Seafood solutions: EU project upcycles fish heads and brine into novel food ingredients
15 Aug 2024 --- An EU-funded project to turn fish waste into nutritious food has created new flavors made from fish carcasses and heads, as well as treatment processes to improve the utilization of fish brine and increase the shelf life of side streams.
Researchers at the Technical University of Denmark (DTU) collaborated with 13 partners from Belgium, Denmark, France, Spain and Sweden under project WaSeaBi to develop techniques and technology to turn often discarded fish parts, including the head, tail and entrails, which remain on the carcass into valuable products and ingredients.
Food Ingredients First sits down with DTU professor and head of research Charlotte Jacobsen for insight into the motivation and implications of the project for food and food processing businesses, including potential economic and environmental advantages.
“The project was motivated by the fact that up to 70% of aquatic biomasses are wasted or used for low-value products such as feed. The growing population calls for a better utilization of the biomass.”
“We performed a consumer study that showed that eating quality and information on the type and origin of the ingredients is important for the consumer, as well as sustainability and ethical aspects. This knowledge has been used in developing other technologies to produce ingredients.”
Food tech and flavors
Key players in the seafood and seafood processing sector, including Royal Greenland, Jeka Fish, Pescados Marcelino, Sweden Pelagic and Alfa Laval, have participated in the project.
For the fishing company Royal Greenland, the focus was to upcycle the cod’s residual parts after removing the filet.
The WaSeaBi team has developed a flavor ingredient extracted from the carcass and head of the fish. Enzymes are added to give it a strong umami flavor. This enzyme hydrolysis process makes the leftovers more useful than just boiling them.
Jacobsen says the primary challenge in ensuring food safety while developing and applying such technologies is to treat the side streams the same way as the primary food product.
“This requires a change of the industry’s mindset so that they think about all streams from the biomass as being meant for human consumption. This means the side streams should be kept cold under the same hygienic conditions as the filet.”
The project has invented a way to utilize brine, a solution where fish is placed before salting for preservation.
Handlers must add chemicals, salts and proteins to the brine before sending it to a plant for treatment. This leads to additional costs for companies like Danish Jeka Fish, especially when the treated solution does not comply with the value stipulated for wastewater discharge.
To solve this, the researchers have devised two methods of processing water and increasing the concentration of nutrients for reuse.
Similarly, for Pescados Marcelino, the researchers have innovated a way to upcycle the nutritious water used to cook mussels instead of throwing it down the drain. The company currently uses filtering techniques, which leads to a concentrate needing further development before it hits the shelves as an ingredient.

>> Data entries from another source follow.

PR #272, opened 2019-09-09
adding code on progress bar

fabricio-aguiar:
related to: https://github.com/pulp/pulp_file/pull/272
ref #5184
https://pulp.plan.io/issues/5184

### DIFF
--- a/CHANGES/5184.feature
+++ b/CHANGES/5184.feature
@@ -1,0 +1,1 @@
+Setting `code` on `ProgressBar`.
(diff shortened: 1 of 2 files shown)


CHANGES/5184.misc
```diff
@@ -0,0 +1 @@
+Adding `code` on `ProgressBar`.
```
daviddavis: Nitpick should probably be "Setting code..." rather than "Adding code...".

Also, I'd probably consider this a feature?

PR #285, opened 2019-10-02
0.1.0b4.dev

daviddavis:
[noissue]

### DIFF
--- a/setup.py
+++ b/setup.py
@@ -2,14 +2,14 @@
 
 from setuptools import setup, find_packages
 
-requirements = ["pulpcore-plugin==0.1.0rc6"]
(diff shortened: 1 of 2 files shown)


setup.py
```diff
@@ -2,14 +2,14 @@
 
 from setuptools import setup, find_packages
 
-requirements = ["pulpcore-plugin==0.1.0rc6"]
+requirements = ["pulpcore-plugin~=0.1.0rc6"]
```
goosemania: maybe ~=0.1rc6 is better for consistency across plugins?
I'm not sure if ~=0.1.0rc6 covers 0.1.0rc7 but I haven't checked.

PR #286, opened 2019-10-03
Updating travis

fabricio-aguiar:
[noissue]


fabricio-aguiar:
@bmbouter it is green now!

PR #290, opened 2019-10-07
Prevent duplicate `relative_path` files

bmbouter:
When a RepositoryVersion has another `file.file` added with the same
`relative_path` the original one should be removed. This is shown
correctly on the RepositoryVersion `added`, `removed` fields.

This adds a test which uploads two distinct Artifacts, makes them into
File content, and then associates one, and then another with a Repo. The
second RepositoryVersion should have only 1 file.file content unit in
it.

Required PR: https://github.com/pulp/pulpcore/pull/331

https://pulp.plan.io/issues/4028
closes #4028

### DIFF
--- a/pulp_file/tests/functional/api/test_crud_content_unit.py
+++ b/pulp_file/tests/functional/api/test_crud_content_unit.py
@@ -6,10 +6,10 @@ from requests.exceptions import HTTPError
 
 from pulp_smash import api, config, utils
 from pulp_smash.exceptions import TaskReportError
-from pulp_smash.pulp3.constants import ARTIFACTS_PATH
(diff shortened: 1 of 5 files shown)


pulp_file/tests/functional/api/test_crud_content_unit.py
```diff
@@ -233,3 +233,57 @@ def test_non_error(self):
 
         # create second content unit.
         self.client.post(FILE_CONTENT_PATH, gen_file_content_attrs(artifact))
+
+
+class DuplicateRelativePathsInRepo(unittest.TestCase):
```
daviddavis: :+1:

bmbouter:
@daviddavis I removed that other logic, lmk what you think.

PR #294, opened 2019-10-15
Verson bump to 0.1.0b5.dev

bmbouter:
* Now depends on pulpcore-plugin>=0.1.0rc7

[noissue]

### DIFF
--- a/setup.py
+++ b/setup.py
@@ -2,14 +2,14 @@
 
 from setuptools import setup, find_packages
 
-requirements = ["pulpcore-plugin==0.1rc7"]
+requirements = ["pulpcore-plugin>=0.1rc7"]
 
 with open("README.rst") as f:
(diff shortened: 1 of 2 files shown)


setup.py
```diff
@@ -2,14 +2,14 @@
 
 from setuptools import setup, find_packages
 
-requirements = ["pulpcore-plugin==0.1rc7"]
+requirements = ["pulpcore-plugin>=0.1rc7"]
```
bmbouter: Should this be set like this? My concern was this it should work with the existing rc until we have to pin it to the next one. Once it's pinned we can't test this on top of the GA pypi bits was my concern.

daviddavis: We've been using `~=`

dkliban: This looks fine to me.

PR #299, opened 2019-10-28
Typed Repositories

dralley:


pulp_file/app/models.py
```diff
@@ -31,7 +31,19 @@ class Meta:
...
 
 
-class FileRemote(Remote):
+class FileRepository(core_models.Repository):
+    """
+    The "file" repository type.
+    """
+
+    TYPE = "file"
+    CONTENT_TYPES = [FileContent]
```
goosemania: @dralley , where/how are those used?

dralley: Currently, nowhere.  The information will probably be useful in the stages API but it isn't actually used for anything yet.  We can skip it if you want to.

gmbnomis:
While working on pulp_cookbook I noticed that the link to the repository API (in this PR: https://github.com/pulp/pulp_file/pull/299/files#diff-4ea13541b01c775a55f25a8c4fab0aebR130) needs to be fixed, as it moved from core to here.

dralley:
@gmbnomis I tried to fix it and got a docs build error, so given the time constraints, I'll just take note of that and get the docs fixed after the dev freeze.

gmbnomis:
> @gmbnomis I tried to fix it and got a docs build error, so given the time constraints, I'll just take note of that and get the docs fixed after the dev freeze.

no prob. Fyi, here is my change for pulp cookbook: https://github.com/gmbnomis/pulp_cookbook/pull/64/files#diff-8e32a264a0c2f46c5aa1ff6240de6feeR135 (I generally changed the links to operations into links to endpoints)

PR #307, opened 2019-11-07
Sync, Upload, Modify preserve uniqueness

bmbouter:
Sync, Upload, Modify preserve uniqueness

Sync, Upload, and Modify now have added content with the same
`relative_path` as existing content will remove the existing content.

Required PR: https://github.com/pulp/pulpcore/pull/369

https://pulp.plan.io/issues/3541
re #3541

### DIFF
--- a/pulp_file/app/viewsets.py
+++ b/pulp_file/app/viewsets.py
@@ -1,8 +1,7 @@
-from gettext import gettext as _  # noqa
-
 from drf_yasg.utils import swagger_auto_schema
 from rest_framework.decorators import action
 
+from pulpcore.plugin.actions import ModifyRepositoryActionMixin
 from pulpcore.plugin.serializers import (
     AsyncOperationResponseSerializer,
     PublicationExportSerializer,
@@ -63,7 +62,7 @@ class FileContentViewSet(SingleArtifactContentUploadViewSet):
     filterset_class = FileContentFilter
 
 
-class FileRepositoryViewSet(RepositoryViewSet):
+class FileRepositoryViewSet(RepositoryViewSet, ModifyRepositoryActionMixin):
     """
     <!-- User-facing documentation, rendered as html-->
     FileRepository represents a single file repository, to which content can be synced, added,
--- a/CHANGES/3541.feature
+++ b/CHANGES/3541.feature
@@ -1,0 +1,2 @@
+Sync, Upload, and Modify now have added content with the same `relative_path` as existing content
+will remove the existing content.
--- a/pulp_file/app/models.py
+++ b/pulp_file/app/models.py
@@ -10,6 +10,7 @@ from pulpcore.plugin.models import (
     Remote,
     Repository,
 )
+from pulpcore.plugin.repo_version_utils import remove_duplicates
 
 
 log = getLogger(__name__)
@@ -28,7 +29,7 @@ class FileContent(Content):
     """
 
     TYPE = "file"
-    repo_key = ("relative_path",)
+    repo_key_fields = ("relative_path",)
 
     relative_path = models.TextField(null=False)
     digest = models.CharField(max_length=64, null=False)
@@ -47,6 +48,17 @@ class FileRepository(Repository):
 
     class Meta:
         default_related_name = "%(app_label)s_%(model_name)s"
+
+    def finalize_new_version(self, new_version):
+        """
+        Ensure no added content contains the same `relative_path` as other content.
+
+        Args:
+            new_version (pulpcore.app.models.RepositoryVersion): The incomplete RepositoryVersion to
+                finalize.
+
+        """
+        remove_duplicates(new_version)
 
 
 class FileRemote(Remote):


pulp_file/app/tasks/synchronizing.py
```diff
@@ -41,8 +42,10 @@ def synchronize(remote_pk, repository_pk, mirror):
         raise ValueError(_("A remote must have a url specified to synchronize."))
 
     first_stage = FileFirstStage(remote)
-    dv = DeclarativeVersion(first_stage, repository, mirror=mirror)
-    dv.create()
+    with RepositoryVersion.create(repository) as new_version:
+        dv = DeclarativeVersion(first_stage, new_version, mirror=mirror)
+        dv.create()
+        RemoveDuplicates(new_version).run()
```
dralley: I really like this.  I bet it makes custom pipelines a lot easier too.

gmbnomis: I would have expected a pattern like `RemoveDuplicates().run(new_version)` . If we were to pass around validators/modifiers in the future, this would allow to prepare validator instances (with config options) and use them in generic create/add_remove tasks. wdyt?

bmbouter: +1 to this I'm going to make this change. It seems more flexible for the caller to have the reference to `new_version` for the generic create/add_remove tasks as you mention.

pulp_file/app/serializers.py
```diff
@@ -49,6 +50,22 @@ def deferred_validate(self, data):
...
+        repository = validated_data.pop("repository", None)
+        content = super().create(validated_data)
+
+        if repository:
+            content_to_add = self.Meta.model.objects.filter(pk=content.pk)
+
+            # create new repo version with uploaded package
+            with repository.new_version() as new_version:
+                new_version.add_content(content_to_add)
+                RemoveDuplicates().run(new_version)
```
bmbouter: With the `new_version` passed in as part of `run(new_version)`, this could work differently. We could introduce an optional param on `SingleArtifactContentUploadSerializer.create` in core called plugin_modify_validate which the plugin could pass in.

That would make this function instead:

```
def create(self, validated_data):
    content = super().create(validated_data, plugin_modify_validate=RemoveDuplicates())
```

dkliban: @bmbouter This would be an improvement over what we currently have. Let's do it.

bmbouter: @gmbnomis this was made possible by your suggestion to have the called of `run()` provide `new_version`. What do you think of me making ^ change?

goosemania: @bmbouter, how will you call the plugin_modify_validate in core? `plugin_modify_validate.run(new_version)`?
I'm just trying to understand the interface if I have multiple modifiers/validators in plugin. I guess I can combine all of them in one (if they can run after content was added).

bmbouter: Yes that's how I imagined it would be called. It's only prepared to call a single item so the plugin writer would wrap multiple ones together. Another option would be to have a list or optionall have `plugin_modify_validate` accept either a single item or a list of items to call in order.

goosemania: I think it's fine to call one combined one and if plugin needs to do something in between, it has flexibility to do so.

+1 to your proposal

gmbnomis: @bmbouter although it is "hooky", I like the pattern. The hook has a well defined boundary which is rather independent of how `create` is actually implemented. (the previous solution could break easily  with changes to `create` in pulpcore).

However, `create()` now takes a different number of arguments depending on which class it is defined in, which isn't very nice. Should we add an instance member that stores the validator/modifier instance (with a class member that defaults to None)? Then, one would simply set it e.g. in the subclass (class member), in an overloaded __init__ or from the outside before calling create (i.e. the pattern that you see all the time in Django/DRF).

bmbouter: @gmbnomis that is a great idea, let me put that together. Do you have a suggestion for the class member name?

pulp_file/app/tasks/synchronizing.py
```diff
@@ -41,7 +42,7 @@ def synchronize(remote_pk, repository_pk, mirror):
         raise ValueError(_("A remote must have a url specified to synchronize."))
 
     first_stage = FileFirstStage(remote)
-    dv = DeclarativeVersion(first_stage, repository, mirror=mirror)
+    dv = DeclarativeVersion(first_stage, repository, mirror=mirror, vadifier=RemoveDuplicates().run)
```
mdellweg: Did you mean `validifier` or `validator`?

pulp_file/app/viewsets.py
```diff
@@ -63,7 +65,14 @@ class FileContentViewSet(SingleArtifactContentUploadViewSet):
     filterset_class = FileContentFilter
 
 
-class FileRepositoryViewSet(RepositoryViewSet):
+class FileVadifiyModifyActionMixin(ModifyActionMixin):
+
+    def _dispatch_task(self, *args, **kwargs):
```
mdellweg: This `_dispatch_task` is not called on sync, right?
What tasks is it called on? I believe there is not much use on delete.
Also should we really pass inflated objects to the task queue?

pulp_file/app/tasks/synchronizing.py
bmbouter: I meant both because it could perform either. The feedback is that folks want a different name so we're going to rename it once we determine what a better name is.

pulp_file/app/viewsets.py
bmbouter: > This `_dispatch_task` is not called on sync, right?
Correct, it's called as part of the `modify` endpoint. With typed repos merged, [this endpoint](https://github.com/pulp/pulpcore/blob/2161bf71ddce76394933fe0d52b09194a2153501/pulpcore/app/viewsets/repository.py#L98-L136) was provided on all Repository viewsets, but now it's an opt-in endpoint with plugin writers adding the mixin to their Detail RepositoryViewset, e.g. L#68.

> What tasks is it called on? I believe there is not much use on delete.
This is in the viewset, but it's going to call the [`add_and_remove` task](https://github.com/pulp/pulpcore/blob/fa39253c93c324142c7459a46a90753487d075db/pulpcore/app/tasks/repository.py#L69)

> Also should we really pass inflated objects to the task queue?
This is also a concern of mine, but I'm not totally sure why other than pickling non-native Python types makes me nervous. RQ pickles its arguments so I'm not concerned with it working. I am a little concerned though.

PR #312, opened 2019-11-14
Problem: We cannot see pulpcore downgrades during plugin installs

mikedep333:
because the containers build.yaml output is suppressed unless
the ansible task errors.

Solution: Regenerate with plugin-template

[noissue]


mikedep333:
@daviddavis or someone else: Please merge. I cannot merge.

Also review (and merge while you're at it):
https://github.com/pulp/plugin_template/pull/141/files

PR #313, opened 2019-11-14
Create version 0.1.0rc1

bmbouter:


setup.py
```diff
@@ -2,14 +2,14 @@
 
 from setuptools import setup, find_packages
 
-requirements = ["pulpcore>=3.0rc7"]
+requirements = ["pulpcore>=3.0rc8,pulpcore<3.1"]
```
evgeni:
```suggestion
requirements = ["pulpcore>=3.0rc8,<3.1"]
```

evgeni: (that's why the CI is red)

bmbouter: I'm applying this change. Thank you for pointing this out.

PR #317, opened 2019-11-19
use HTTPS for url in setup.py

evgeni:
also drop www, as it redirects anyways


bmbouter:
@evgeni same for this one w/ the `[noissue]` needed.

PR #324, opened 2019-11-25
use HTTPS for url in setup.py

bmbouter:
also drop www, as it redirects anyways

[noissue]

(cherry picked from commit 3b8367ce407939e2c619529469f2e704148d5e4c)


bmbouter:
I'm going to make a new cherry pick PR now

PR #483, opened 2021-03-25
Make filesystem exporter apis async

mdellweg:
This will introduce a change that is about to come with pulpcore 3.12
anyway. But that would introduce incompatible bindings changes between
two pulp_file releases. We must be proactive here in order to be able
to ship compatible binding packages.

fixes #8451
https://pulp.plan.io/issues/8451


mdellweg:
This is failing in a pulpcore test now. I don't know how to get that test green from the pulp_file side.

daviddavis:
You can use the "Required PR" feature to include a pulpcore PR (see [here](https://git.io/JYtUs)). Does that not work?

CHANGES/8451.bugfix
```diff
@@ -0,0 +1 @@
+Added asynchronous tasking to the Update and Delete endpoints of FilesystemExporter to provide proper locking on resources.
```
daviddavis, line 1: I might also add a 8451.removal as well saying that these endpoints return tasks/202. But this may be overkill.

pulp_file/app/viewsets.py
```diff
@@ -194,6 +195,60 @@ class FileFilesystemExporterViewSet(ExporterViewSet):
     queryset = FileFilesystemExporter.objects.all()
     serializer_class = FileFilesystemExporterSerializer
 
+    # ----8<----8<----8<----
+    # This section can be savely removed, once the plugin depends on pulpcore >= 3.12
```
daviddavis, line 199: Is there a task filed for this?

daviddavis (approved):

pulp_file/app/viewsets.py
mdellweg: https://pulp.plan.io/issues/8465

mdellweg: It needs to go into the 1.8.0 milestone i think.

PR #492, opened 2021-04-02
Add support for automatic publishing and distributing

dralley:
closes: #7469
https://pulp.plan.io/issues/7469


dralley:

Clean labels and consumer acceptance
Seafood businesses stand to commercially benefit from the project’s findings and innovations, with consumers showing keen interest in food generated from food waste.
“When using ingredients produced from side-streams, it also gives the (sea)food producer the possibility to have a clean label on the final product.”
Jacobsen adds that the team performed a feasibility analysis on all the solutions developed if implemented at the participating companies.
“In general, we found that there would be a net benefit of implementing the solutions within one to three years.”
“It was also important knowledge that the consumer didn’t show barriers to buying food products with ingredients produced from side streams and that the consumer thinks that, in the future, we have to use all food resources, including by-products and wastes.”
Tackling food waste
Jacobsen notes that WaSeaBi’s approach can benefit other areas of food waste in the future.
“We can either use the individual technologies on a single type of raw material or use the same concept of looking at the entire value chain from catch to consumer on a range of food side-streams with some similarities, e.g., work on side-streams from different types of poultry could be approached the same way as we did with seafood.”
The other, less labor-intensive approach, she says, is to work with individual technologies on fewer species.
“For example, we are continuing the work on utilization of side-streams from small pelagic fish to implement some of the same technologies (sorting, antioxidant dipping, creating of flavor ingredients) on sprat,” she concludes.